Required action> Write out, word for word, only the data from its first line to the line containing "- Connector service".

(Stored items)

Issue #670, opened 2018-09-13
The Connector service should return the signed certificate together with root CA certificate


lszymik:
**Description**

The Connector service is working in that way, that the CSR is being processed and the signed client certificate is returned. However, some of the clients require the certificate chain to verify the certificate.

**Reasons**

The certificate validation should be possible.

**Details**

The Connector service response:
```
{
    "crt":"BASE64_ENCODED_CRT"
}
```

will contain the full chain base64 encoded. 

```
-----BEGIN CERTIFICATE-----
MIIESz...
-----END CERTIFICATE-----
-----BEGIN CERTIFICATE-----
MIIFUD...
-----END CERTIFICATE-----
```

**Acceptance criteria**
- The full certificate is returned
- No breaking changes

**Notes**
- Kindly please bear in mind that the order of the certificates matter. The server-side certificate must be attached after the client certificate. It must be double checked before merging to a production system.

- As soon as the implementation will be ready for a review, we need to deploy changes to a cluster and ask integration team for a verification. The manual verification was already done but without a check of the certificate upload validation.

PR #894, opened 2018-09-24
Connector service returns signed cert together with root CA cert (#670)

Maladie:
**Description**

- Connector service now returns root CA cert followed by signed client cert (#670)

**Related issue(s)**


components/connector-service/internal/certificates/certificates.go
```diff
@@ -177,9 +177,17 @@ func (cu *certificateUtility) SignWithCA(caCrt *x509.Certificate, csr *x509.Cert
...
 	}
 
-	clientCrt := &bytes.Buffer{}
+	serverCrt := pemEncodeCrt(caCrt.Raw)
 
-	pem.Encode(clientCrt, &pem.Block{Type: "CERTIFICATE", Bytes: clientCrtRaw})
+	clientCrt := pemEncodeCrt(clientCrtRaw)
 
-	return cu.encodeStringBase64(clientCrt.Bytes()), nil
+	certChain := append(clientCrt.Bytes(), serverCrt.Bytes()...)
```
janmedrek: The good idea would be to extract encoding/appending to separate function that would accept two certificates, it could return whole chain as string/byte array. I am thinking about something like: 
`createCertChain(caCrt, clientCrt []byte) string`

You could also do the same treatment to the template creation in earlier part of this func:
`prepareCertificateTemplate(caCrt *x509.Certificate, csr *x509.CertificateRequest) x509.Certificate`

After this, the SignWithCA func would look something like this:
```
func (cu *certificateUtility) SignWithCA(caCrt *x509.Certificate, csr *x509.CertificateRequest, key *rsa.PrivateKey) (
	crtBase64 string, appError apperrors.AppError) {

	clientCRTTemplate := prepareCertificateTemplate(caCrt, csr)

	clientCrtRaw, err := x509.CreateCertificate(rand.Reader, &clientCRTTemplate, caCrt, csr.PublicKey, key)
	if err != nil {
		return "", apperrors.Internal("Error while creating certificate: %s", err)
	}

        certChain := createCertChain(caCrt.Raw, clientCrtRaw)
	
	return cu.encodeStringBase64(certChain), nil
}
```

components/connector-service/internal/certificates/certificates_test.go
```diff
@@ -473,22 +519,75 @@ func TestCertificateUtility_CheckCSRValues(t *testing.T) {
...
+		caCrt, csr, key := prepareCrtAndKey(certificateUtility)
+
+		// when
+		crtBase64, err := certificateUtility.CreateCrtChain(caCrt, csr, key)
+
+		// then
+		rawCrt, decodeErr := base64.StdEncoding.DecodeString(crtBase64)
+		decodedCrt, singleCertErr := rawCrtTox509Certificates(rawCrt)
+
+		require.NoError(t, singleCertErr)
```
lszymik: This error checks should be in different order. If there will be `err` not nil, then following command will fail. Please verify it with team.

lszymik: It should be tested like that:
```
when
then

when
then

when
then
```

components/connector-service/internal/certificates/certificates_test.go
```diff
@@ -473,22 +519,75 @@ func TestCertificateUtility_CheckCSRValues(t *testing.T) {
...
 
 		// when
-		crtBase64, err := certificateUtility.SignWithCA(caCrt, csr, key)
+		crtBase64, err := certificateUtility.CreateCrtChain(caCrt, csr, key)
 
 		// then
+		rawCrt, decodeErr := base64.StdEncoding.DecodeString(crtBase64)
+		decodedCrt, singleCertErr := rawCrtTox509Certificates(rawCrt)
+
+		require.NoError(t, singleCertErr)
```
lszymik: The tests should be ordered. See the previous comment.

components/connector-service/internal/certificates/certificates_test.go
lszymik: Pushed.

components/connector-service/internal/certificates/certificates_test.go
lszymik: fixed

Issue #797, opened 2018-09-19
Enable Dynamic Versioning for application-connector


Disper:
Description

Example: https://github.com/kyma-project/kyma/blob/master/resources/core/charts/environments/templates/4-deployment.yaml (line 25)

PR #985, opened 2018-09-27
Enable dynamic versioning

Szymongib:
**Description**

- Enable dynamic versioning if Connector Service, Metadata Service, Remote Env Controller and Gateway

**Related issue(s)**
#797


kubadz:
You should also add your tests to https://github.com/kyma-project/kyma/blob/master/release.Jenkinsfile similarily to how it is done in orchestrator jenkinsfile.

PR #1036, opened 2018-10-01
Make all TLS certs secrets

sjanota:
**Description**

- [x] All TLS certificates in kyma should be installed as secrets
- [x] Prepare procedure for certificate update
- [x] Move procedure to security docs when #1219 is merged
- [x] Check if private keys are required in kyma-system and remove them from secrets if not
- [x] Test RE on cluster
- [x] Check if procedure for RE is accurate. Adapt if not

**Related issue(s)**


resources/core/charts/apiserver-proxy/templates/deployment.yaml
```diff
@@ -42,7 +42,7 @@ spec:
         - "--v=10"
         - "--oidc-issuer=https://dex.{{ .Values.global.domainName }}"
         - "--oidc-clientID=kyma-client"
-        - "--oidc-ca-file=/etc/{{ .Values.configmapName}}/ca.crt"
+        - "--oidc-ca-file=/etc/apiserver-proxy-tls-cert/tls.crt"
         ports:
         - containerPort: {{ .Values.containerPort}}
         volumeMounts:
```
kubadz: You need to use secret here as you did in configurations-generator. You should also delete that configmap from values if you are not using it.

piotrmsc:
Like we have discussed, please create one secret with tls in the kyma-system ns and reference it in the required components deployments.

piotrmsc:
In the remote-environment controller please create one secret with the same as in the kyma-system and reference it in the values.yaml of the controller https://github.com/kyma-project/kyma/blob/master/resources/remote-environments/values.yaml#L33

Please also label components which are using tls certificate, it will help with update procedure.

resources/remote-environments/values.yaml
```diff
@@ -30,7 +30,7 @@ service:
 ingress:
   enabled: true
   authSecret: kyma-integration/nginx-auth-ca
-  tlsSecret: nginx-ingress-cert
+  tlsSecret: ingress-tls-cert
```
Szymongib: Same as above - needs to be changed also in Remote Environment Controller.

docs/security/docs/020-update-tls-certificates.md
```diff
@@ -0,0 +1,86 @@
+---
+title: Update TLS certificate
+type: Details
+---
+
+The TLS certificate is a vital security element. This document describes how to update the TLS certificate in Kyma.
+
+>**NOTE:** This procedure can interrupt the communication between your cluster and the outside world for a limited
```
pbochynski: How can we avoid that? What about rolling update?

sjanota: Rolling update should do the trick, but we have only one instance of ingress gateway by default. We would need to increase size of ingress gateway replica set.  It won't work on minikube as we're using hostPort.

sjanota: Rolling update should do the trick, but we have only one instance of ingress gateway by default. We would need to increase size of ingress gateway replica set.  It won't work on minikube as we're using hostPort.

Also istio will be adding hot-reloading of certificates in Q4, as here: https://groups.google.com/forum/?utm_medium=email&utm_source=footer#!msg/istio-users/dyBMP0OlMBY/70MTj8kzBwAJ.

sjanota: Rolling update should do the trick, but we have only one instance of ingress gateway by default. We would need to increase size of ingress gateway replica set.  It won't work on minikube as we're using hostPort.

Also istio will be adding hot-reloading of certificates in Q4, as pointed here: https://groups.google.com/forum/?utm_medium=email&utm_source=footer#!msg/istio-users/dyBMP0OlMBY/70MTj8kzBwAJ.

sjanota: Rolling update should do the trick, but we have only one instance of ingress gateway by default. We would need to increase size of ingress gateway replica set.  It won't work on minikube as we're using hostPort.

Also istio will be adding hot-reloading of certificates in Q4, as pointed here: https://groups.google.com/forum/?utm_medium=email&utm_source=footer#!msg/istio-users/dyBMP0OlMBY/70MTj8kzBwAJ.

sjanota: Follow up: #1372

sjanota: Follow up: #1372

sjanota: Follow up: #1372

Issue #1053, opened 2018-10-01
core-logging pods have memory limit set to 400Mi and 1Gi in local installation


PK85:
Without load logging consumes 31Mi and 15Mi, see:

```
kubectl top pods -n kyma-system
NAME                                        CPU(cores)   MEMORY(bytes)
...
core-logging-logspout-szkhf                              7m           31Mi
core-logging-oklog-0                                     65m          15Mi
...
```

Do we need to allocate 18% of whole kyma local memory in minkube installation (8GB)?
```kubectl describe nodes
  Namespace                  Name                                                               CPU Requests  CPU Limits  Memory Requests  Memory Limits
  ---------                  ----                                                               ------------  ----------  ---------------  -------------
  kyma-system                core-logging-logspout-szkhf                                        125m (3%)     0 (0%)      96Mi (1%)        400Mi (5%)
  kyma-system                core-logging-oklog-0                                               125m (3%)     0 (0%)      96Mi (1%)        1Gi (13%)
```

if this is production value, please adjust local settings (isLocalEnv), try first with memory request 128Mi and limit 256Mi. If possible please set less memory allocation.

Issue #1052, opened 2018-10-01
prometheus-core-0 pod has memory limit set to 2098Mi in local installation


PK85:
prometheus-core-0 pod allocates locally 2098Mi which is 26% of whole kyma local minkube installation (8GB)?
```kubectl describe nodes
  Namespace                  Name                                                               CPU Requests  CPU Limits  Memory Requests  Memory Limits
  ---------                  ----                                                               ------------  ----------  ---------------  -------------
  kyma-system                prometheus-core-0                                                  10m (0%)      10m (0%)    250Mi (3%)       2098Mi (26%)
```

if this is production value, please adjust local settings (isLocalEnv), try first with memory request 128Mi and limit 256Mi.

Losing data locally is acceptable, please let me know if you see other options.

PR #1067, opened 2018-10-02
Adjust local settings, memory resources for Prometheus and Logging

venturasr:
**Related issue(s)**
https://github.com/kyma-project/kyma/issues/1053
https://github.com/kyma-project/kyma/issues/1052

### DIFF
--- a/resources/core/charts/logging/values.yaml
+++ b/resources/core/charts/logging/values.yaml
@@ -43,6 +43,13 @@ oklog:
     limits:
       memory: 1Gi
 
+isLocalEnv:
+  resources:
+    requests:
+      cpu: 125m
+      memory: 128Mi
+    limits:
+      memory: 256Mi
 
 # Enable to add load balanced service.
 # Example annotation will create AWS internal LoadBalancer.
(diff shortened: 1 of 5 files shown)


resources/core/charts/logging/values.yaml
```diff
@@ -43,6 +43,13 @@ oklog:
     limits:
       memory: 1Gi
 
+isLocalEnv:
```
PK85: reduce also second component that takes 400

resources/core/charts/monitoring/charts/prometheus/values.yaml
```diff
@@ -128,6 +128,13 @@ resources:
   limits:
     memory: 2Gi
 
+isLocalEnv:
+  resources:
+    requests:
+      memory: 256Mi
+    limits:
+      memory: 1Gi
```
PK85: have you checked 512Mi?

resources/core/charts/monitoring/charts/prometheus/values.yaml
```diff
@@ -128,6 +128,13 @@ resources:
   limits:
     memory: 2Gi
 
+isLocalEnv:
```
PK85: for that isLocalEnv local variable, please use installer local and cluster overrides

Answer area>
Issue #670, opened 2018-09-13
The Connector service should return the signed certificate together with root CA certificate


lszymik:
**Description**

The Connector service is working in that way, that the CSR is being processed and the signed client certificate is returned. However, some of the clients require the certificate chain to verify the certificate.

**Reasons**

The certificate validation should be possible.

**Details**

The Connector service response:
```
{
    "crt":"BASE64_ENCODED_CRT"
}
```

will contain the full chain base64 encoded. 

```
-----BEGIN CERTIFICATE-----
MIIESz...
-----END CERTIFICATE-----
-----BEGIN CERTIFICATE-----
MIIFUD...
-----END CERTIFICATE-----
```

**Acceptance criteria**
- The full certificate is returned
- No breaking changes

**Notes**
- Kindly please bear in mind that the order of the certificates matter. The server-side certificate must be attached after the client certificate. It must be double checked before merging to a production system.

- As soon as the implementation will be ready for a review, we need to deploy changes to a cluster and ask integration team for a verification. The manual verification was already done but without a check of the certificate upload validation.

PR #894, opened 2018-09-24
Connector service returns signed cert together with root CA cert (#670)

Maladie:
**Description**

- Connector service now returns root CA cert followed by signed client cert (#670)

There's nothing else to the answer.